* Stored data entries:
━━━━

PR #1190, opened 2019-02-21
types.optionalNull improvements

### LINKED ISSUE #1189: bootstrap command should be removed from package.json
**_Bug report_**

* [ ] I've made sure my project is based on the latest MST version

I am using node v8.11.1 , npm v5.6.0, yarn v1.12.3 on Windows 10.
I had cloned the mobx-state-tree repository. Then I ran `yarn bootstrap`.

 I expect all dependencies to be installed.

I get an error message:

```C:\Users\<user>\projects\mobx-state-tree> yarn bootstrap
yarn run v1.12.3
$ npx lerna@3.3.0 bootstrap --hoist
npx: installed 637 in 33.875s
lerna notice cli v3.3.0
lerna ERR! EWORKSPACES --hoist is not supported with --npm-client=yarn, use yarn workspaces instead
lerna ERR! EWORKSPACES A guide is available at https://yarnpkg.com/blog/2017/08/02/introducing-workspaces/
error Command failed with exit code 1.
```

xaviergonz:
Actually the other types.optionalNull implementation had some mistakes:
- if undefined was passed as snapshot and it was not a valid value for the subtype the default would be used nevertheless
- it was not possible to get undefined as output snapshot if undefined was a valid value
- some other stuff

Therefore I've done an alternate implementation, based on adding some params to the constructor of OptionalValue

The thing is, @mweststrate  should it really be there as a standalone `types.optionalNull` or should the "replaced value" just be a third parameter for types.optional that defaults to undefined and that could be changed to any kind of primitive / an array of primitives? This is:
```
types.optional(type, valOrFunc)
types.optional(type, valOrFunc, null) // would replace types.optionalNull
types.optional(type, valOrFunc, 5)
types.optional(type, valOrFunc, [null, undefined]) // would use the default value when the input snapshot is either undefined or null
```

Also on this PR:
- Removed IOptionalProperty and instead it checks if the Creation Snapshot has undefined as a possible value to decide if a property is optional or not
- Removed useless bootstrap command in favor of plain yarn install - Fixes #1189


xaviergonz:
Declined in favor of PR #1192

━━━━

Repeat only the lines running from the line that contains "I get an error" through the last line above, inclusive.

I get an error message:

```C:\Users\<user>\projects\mobx-state-tree> yarn bootstrap
yarn run v1.12.3
$ npx lerna@3.3.0 bootstrap --hoist
npx: installed 637 in 33.875s
lerna notice cli v3.3.0
lerna ERR! EWORKSPACES --hoist is not supported with --npm-client=yarn, use yarn workspaces instead
lerna ERR! EWORKSPACES A guide is available at https://yarnpkg.com/blog/2017/08/02/introducing-workspaces/
error Command failed with exit code 1.
```

xaviergonz:
Actually the other types.optionalNull implementation had some mistakes:
- if undefined was passed as snapshot and it was not a valid value for the subtype the default would be used nevertheless
- it was not possible to get undefined as output snapshot if undefined was a valid value
- some other stuff

Therefore I've done an alternate implementation, based on adding some params to the constructor of OptionalValue

The thing is, @mweststrate  should it really be there as a standalone `types.optionalNull` or should the "replaced value" just be a third parameter for types.optional that defaults to undefined and that could be changed to any kind of primitive / an array of primitives? This is:
```
types.optional(type, valOrFunc)
types.optional(type, valOrFunc, null) // would replace types.optionalNull
types.optional(type, valOrFunc, 5)
types.optional(type, valOrFunc, [null, undefined]) // would use the default value when the input snapshot is either undefined or null
```

Also on this PR:
- Removed IOptionalProperty and instead it checks if the Creation Snapshot has undefined as a possible value to decide if a property is optional or not
- Removed useless bootstrap command in favor of plain yarn install - Fixes #1189


xaviergonz:
Declined in favor of PR #1192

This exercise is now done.